◆ TRY IT:
Where a line below holds the string "store", count it; then give the total without any other words.

◆ DATA RECORDS:
PR #367, opened 2022-08-08
Cypress: Fuzzing and redux logging

olemartinorg:
## Description
Multiple adjustments to Cypress testing.

1. Adding an option called `responseFuzzing`. When enabled, all API responses from the backend will be artificially delayed a random amount of time, simulating a slow network, I/O load on the backend, etc. This also causes dispatched events in the frontend to sometimes be fulfilled out-of-order, and can thus be used to bring to light any issues where our functionality implicitly relied on server response times in order to update the redux state correctly (like what happened in #365 and #87). Running this right now causes multiple cypress tests to fail, so it's evident we have more problems like this.
2. (Not included in code here, but still relevant to these changes.) I added `crossorigin` to the `<script>` tags in all tested apps, so that Cypress is able to gather error details from the app when something fails.
3. Adding a way to extract the log of redux actions and save it a test artifact we can download from github after the action runs. This can be imported into redux devtools and help us figure out what went wrong in the order of actions. This is especially useful when the fuzzing tests fail, as they can be very difficult to reproduce otherwise. 

## Related Issue(s)
- #365
- #87

## Verification
- [x] All tests run green

## Documentation

### DIFF
--- a/test/cypress/e2e/fixtures/texts.json
+++ b/test/cypress/e2e/fixtures/texts.json
@@ -17,7 +17,7 @@
   "next": "Neste",
   "requiredField": "Feltet er påkrevd",
   "requiredFieldLastName": "Du må fylle ut nytt etternavn",
-  "requiredFieldDateFrom": "Du må fylle ut Dato for navneendring",
+  "requiredFieldDateFrom": "Du må fylle ut dato for navneendring",
   "securityReasons": "Av sikkerhetshensyn vil verken innholdet i tjenesten eller denne meldingen være synlig i Altinn etter at du har forlatt denne siden",
   "selectNewReportee": "Velg ny aktør under",
   "startingSoon": "Hold deg fast, nå starter vi!",
--- a/test/cypress/e2e/support/start-app-instance.js
+++ b/test/cypress/e2e/support/start-app-instance.js
@@ -12,6 +12,25 @@ Cypress.Commands.add('startAppInstance', (appName, anonymous=false) => {
     },
   };
 
+  if (Cypress.env('responseFuzzing') === 'on') {
+    const [min, max] = [10, 1000];
+    cy.log(`Response fuzzing on, will delay responses randomly between ${min}ms and ${max}ms`);
+
+    const rand = () => {
+      return Math.floor(Math.random() * (max - min + 1) + min);
+    };
+
+    const randomDelays = (req) => {
+      req.on('response', (res) => {
+        res.setDelay(rand());
+      });
+    };
+    cy.intercept('**/api/**', randomDelays);
+    cy.intercept('**/instances/**', randomDelays);
+  } else {
+    cy.log(`Response fuzzing off, enable with --env responseFuzzing=on`);
+  }
+
   cy.visit('/', visitOptions);
   if (Cypress.env('environment') === 'local') {
     if (anonymous) {
--- a/.github/workflows/cypress-altinn-app-frontend.yml
+++ b/.github/workflows/cypress-altinn-app-frontend.yml
@@ -60,6 +60,7 @@ jobs:
         working-directory: test/cypress
 
       - uses: actions/upload-artifact@v3
+        if: failure()
         with:
           name: redux-state-history
           path: test/cypress/redux-history/*.json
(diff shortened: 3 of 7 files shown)


test/cypress/e2e/fixtures/texts.json
```diff
@@ -17,7 +17,7 @@
   "next": "Neste",
   "requiredField": "Feltet er påkrevd",
   "requiredFieldLastName": "Du må fylle ut nytt etternavn",
-  "requiredFieldDateFrom": "Du må fylle ut Dato for navneendring",
+  "requiredFieldDateFrom": "Du må fylle ut dato for navneendring",
```
olemartinorg, line 20: I updated `frontend-test` to use a lowercase label for this field. Just a minor annoyance I had, that I thought I'd fix when I had to deploy a new version of `frontend-test` on friday.

test/cypress/e2e/support/start-app-instance.js
```diff
@@ -12,6 +12,25 @@ Cypress.Commands.add('startAppInstance', (appName, anonymous=false) => {
     },
   };
 
+  if (Cypress.env('responseFuzzing') === 'on') {
+    const [min, max] = [10, 1000];
+    cy.log(`Response fuzzing on, will delay responses randomly between ${min}ms and ${max}ms`);
```
haakemon, line 17: Just wondering if this will "lead to more flaky tests". What I mean by that is, since its random, the tests will pass sometimes (when delay is 10ms) and fail other times (when delay is 1000ms). Would it be better/less noisy to just use a slow variant (always 1000ms) all the time?

If we have some conditions where a slow response causes issues, we should be able to reliably reproduce and fix it.

olemartinorg: Heh, introducing flakiness is the whole point.. :wink: In principle, our app should work the exact same regardless of the backend using more or less time to handle an API request, but that's not always the case.

Let's say you have some code firing off request `A` to do something simple, then it fires off request `B` to do something more complex. Every time you run this locally, `A` will finish before `B`, so you end up unintentionally writing your code in a way where the reducer for `BFulfilled` depends on data from the `AFulfilled` reducer which is already in the store. If we use a random delay, `B` will sometimes finish before `A`, and this fuzzing would then show us an actual bug in our code we'd need to fix. If, however, we just use a fixed delay of 1000ms, `A` will still always finish before `B`, so no problems are found.

So, seemingly random response times from the server is what happens in the real world, and it should not affect our app at all. If/when it does, that shouldn't be considered a flaky test - it's actually a bug in our code, and we need to write more defensive code to make sure everything works as expected even when some requests (but not all) take long to complete.

olemartinorg: Btw, I don't think we're ready to run these nightly. I ran the `frontend-test` suite with fuzzing once on friday, and multiple tests failed - indicating we still have some of these bugs left. I'd like to clean those up before starting to run fuzzing tests periodically.

haakemon: Right I see what you mean. Makes sense to keep some randomisations then. But perhaps the values should be a bit higher in general(f.ex 500ms for min and 2500 for max?) so that cases where any slow response in general will fail consistenly?

haakemon (approved):

test/cypress/e2e/support/start-app-instance.js
olemartinorg: Yep, that's a good point! It will take a looong time to run tests on github actions then, though - there are many requests, so this quickly adds up. I'll do a few test runs so I can get some numbers on the effects of this.

haakemon: Not rush to change this until we start running this nightly though, more important to get this merged to unblock other PRs 🙂 We can always adjust this timeout later when we get some experience with it

olemartinorg: Results are in!

Without fuzzing: **10min 39sec** (all tests successful)
Fuzzing (10-1000ms): **22min 54sec** (`components.js`, `group.js` and `validation.js` each failed once)
Fuzzing (500-2500ms): **40min 54sec** (`components.js`, `group.js`, `validation.js` and `wcag.js` each failed once)

As this is supposed to be random, the timings are, of course, approximate. And again, as it's random, which tests fail when may also be random. Maybe I should just make the min/max configurable..

PR #368, opened 2022-08-08
Implement error message from design system

Magnusrm:
Implementing the new ErrorMessage component from the design system. 

This implementation removed the final use case for the MessageComponent, as the other functionality in the message component has been taken over by the SoftValidations component using the Panel component from design system. 

I therefore chose to remove the MessageComponent and its tests as it no longer was in use.

TODO:
- [x] Merge new ErrorComponent to the design system
- [x] Create new release of design system
- [x] Update the package version of design system in this PR

## Related Issue(s)
#99 

## Verification
- [ ] All tests run green

## Documentation


src/altinn-app-frontend/src/utils/render.tsx
```diff
@@ -74,14 +70,14 @@ export function renderValidationMessages(
...
-      style={messageComponentStyle}
-      key='error'
-      id={id}
-    >
-      <ol>{messages.map(validationMessagesToList)}</ol>
-    </MessageComponent>
+    <div style={{ paddingTop: '0.375rem' }}>
+      <ErrorMessage
+        id={id}
+        key='error'
```
haakemon, line 76: Key should be removed here, ref docs about how they are used https://reactjs.org/docs/lists-and-keys.html#keys

test/cypress/e2e/integration/app-frontend/validation.js
```diff
@@ -22,13 +22,12 @@ describe('Validation', () => {
       .blur()
       .focus()
       .clear()
-      .blur();
+      .blur()
     cy.get(appFrontend.fieldValidationError.replace('field', appFrontend.changeOfName.newFirstName.substring(1)))
       .should('exist')
       .should('be.visible')
-      .should('have.text', texts.requiredField)
-      .find(appFrontend.errorExclamation)
```
haakemon, line 30: I dont think `appFrontend.errorExclamation` is used anywhere else, so would be good to remove that definition as well

haakemon (approved):
Nice! ✨

Issue #371, opened 2022-08-09
Objects in redux state for validations crashes the app


olemartinorg:
### Description of the bug

In [this discussion on slack](https://altinn.slack.com/archives/C02ESDSC929/p1659963042393879), it was reported that simple operations on a group could cause the app to crash.

### Steps To Reproduce

1. In a repeating group with required fields, add a new row
2. Do not fill out the required fields
3. Try to save the row, observe there are validation errors since these fields have not been filled [note 1]
4. Delete the row with the validation errors present
5. Observe the crash

### Additional Information

Submitting this error report after triaging and fixing the bug.

This turned out to be an onion revealing multiple bugs. The root cause of this seems to be because some objects persisted in the validation state (originally React nodes) fail to render as react nodes, as React would crash with a cryptic message. When I cleaned up the redux state to not include react nodes/objects, that fix seem to have corrected the problem - but I was still unable to reproduce this in `frontend-test` and failed to write a regression test for it. It turns out the validation code did not correctly handle the repeating group in `frontend-test`, as it contains multiple pages. So, originally this bug failed to reproduce at [note 1] in `frontend-test`.

Magnusrm:
Tested following the reproduction steps and the issue seems to be fixed.

olemartinorg:
Thanks, @Magnusrm! I had some trouble reproducing this at first. (Mainly because our `frontend-test` app had a `multiPage` repeating group. For unrelated reasons, that skipped validation of required fields even with validation triggers.) I'll also contact the person who reported this to me on Slack as soon as this is released.

Issue #350, opened 2022-07-25
Markdown not supported in error messages


olemartinorg:
### Description of the bug

In our `frontend-test` app, setting the first fields inside the repeating group as required exposes a bug:

![20220725_12h20m39s_grim](https://user-images.githubusercontent.com/700139/180755169-9e0ef990-8c5e-40ab-8138-ee62d3c3c6cb.png)

These error messages should handle (or remove) markdown formatting. This is further complicated by #347, in case these texts are not just strings.

olemartinorg:
Should be fixed now, as a part of #372. Closing this and tracking this in #371 instead.

Issue #76, opened 2022-05-04
Repeating groups: multiPage functionality might breed bugs


olemartinorg:
## Introduction
For repeating groups, it is possible to enable `multiPage: true` and structure group components on multiple pages by prefixing the component IDs with page numbers ([as documented here](https://docs.altinn.studio/app/development/ux/fields/grouping/alternatives/#flere-sider-innad-i-gruppe-visning)). As proved by [#7478](https://github.com/altinn/altinn-studio/issues/7478) (and the fix for it in #73), the decision to mix multiple configuration properties into the strings in `group.children` broke some code that assumed `group.children` is just a list of component IDs.

#### Examples where this is handled

While searching for code using `group.children`, I found that about half of (non-test) usage already contain code branches to remove this page number:

https://github.com/Altinn/app-frontend-react/blob/871e4e58dee11eabbc9e95063dfa2bcb07fecaa8/src/altinn-app-frontend/src/utils/formLayout.ts#L29-L39

https://github.com/Altinn/app-frontend-react/blob/871e4e58dee11eabbc9e95063dfa2bcb07fecaa8/src/altinn-app-frontend/src/utils/formLayout.ts#L63-L72

https://github.com/Altinn/app-frontend-react/blob/871e4e58dee11eabbc9e95063dfa2bcb07fecaa8/src/altinn-app-frontend/src/features/form/containers/RepeatingGroupsEditContainer.tsx#L166-L178

https://github.com/Altinn/app-frontend-react/blob/871e4e58dee11eabbc9e95063dfa2bcb07fecaa8/src/altinn-app-frontend/src/features/form/containers/Form.tsx#L38-L44

https://github.com/Altinn/app-frontend-react/blob/871e4e58dee11eabbc9e95063dfa2bcb07fecaa8/src/altinn-app-frontend/src/features/form/containers/Form.tsx#L94-L100

https://github.com/Altinn/app-frontend-react/blob/871e4e58dee11eabbc9e95063dfa2bcb07fecaa8/src/altinn-app-frontend/src/features/form/layout/update/updateFormLayoutSagas.ts#L73-L75

#### Examples where this is NOT handled

The rest of `group.children` usage do not have any special branches for `multiPage: true`, and while I haven't created any proofs for it, I believe some of these code paths may contain bugs were `multiPage: true` enabled for these groups:

[...]

PR #372, opened 2022-08-09
Removing complex objects from redux store

olemartinorg:
## Description
This removes `React.Node` objects from the redux store, making our states properly serializable. In addition to this, it fixes a problem where validation behaviour for groups with `edit.multiPage` would lead to required fields inside the group not being validated when saving the group row.

## Related Issue(s)
- #371 (the main bug report this aimed to fix)
- #350 (this should also be fixed as a consequence)
- #76 (related bug report detailing the over-arching issue causing part of this bug)

## Verification
- [x] All tests run green

## Documentation


nkylstad (approved):
Fantastic! 🏅 This simplifies so much ❤️

PR #383, opened 2022-08-15
Fix bug with repeating groups only showing 9 rows

lasseklovstad:
## Description
Fixed a bug with repeating groups where it would only show max 9 rows, even if you had a much larger datamodel.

◆ SOLUTION:
3